▼

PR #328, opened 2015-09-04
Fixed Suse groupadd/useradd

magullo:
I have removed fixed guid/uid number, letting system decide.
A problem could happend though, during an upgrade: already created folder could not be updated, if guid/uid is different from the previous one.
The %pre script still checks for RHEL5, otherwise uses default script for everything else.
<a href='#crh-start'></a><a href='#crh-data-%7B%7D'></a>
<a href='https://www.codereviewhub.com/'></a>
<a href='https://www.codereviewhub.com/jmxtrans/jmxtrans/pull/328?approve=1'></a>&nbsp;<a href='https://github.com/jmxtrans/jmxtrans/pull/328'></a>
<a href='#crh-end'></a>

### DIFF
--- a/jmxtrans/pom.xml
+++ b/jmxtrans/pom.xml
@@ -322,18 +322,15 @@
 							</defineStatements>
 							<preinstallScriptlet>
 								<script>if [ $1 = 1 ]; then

▲
▼

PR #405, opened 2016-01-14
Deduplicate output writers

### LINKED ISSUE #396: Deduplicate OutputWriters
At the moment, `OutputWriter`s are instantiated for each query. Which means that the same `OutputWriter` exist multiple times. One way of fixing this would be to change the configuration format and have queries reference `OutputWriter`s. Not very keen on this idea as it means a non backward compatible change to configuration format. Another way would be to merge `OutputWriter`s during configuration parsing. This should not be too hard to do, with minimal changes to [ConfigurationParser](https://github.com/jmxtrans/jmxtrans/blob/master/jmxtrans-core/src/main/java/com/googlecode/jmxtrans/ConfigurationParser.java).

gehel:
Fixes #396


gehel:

▲

◆ PROBLEM
In the material above, find the line containing "The %pre script" and the line containing "<a href='https://www.codereviewhub.com/'></a>", then write out exactly those two lines and every line between them, and nothing more.

◆ RESULT OF THE TASK
The %pre script still checks for RHEL5, otherwise uses default script for everything else.
<a href='#crh-start'></a><a href='#crh-data-%7B%7D'></a>
<a href='https://www.codereviewhub.com/'></a>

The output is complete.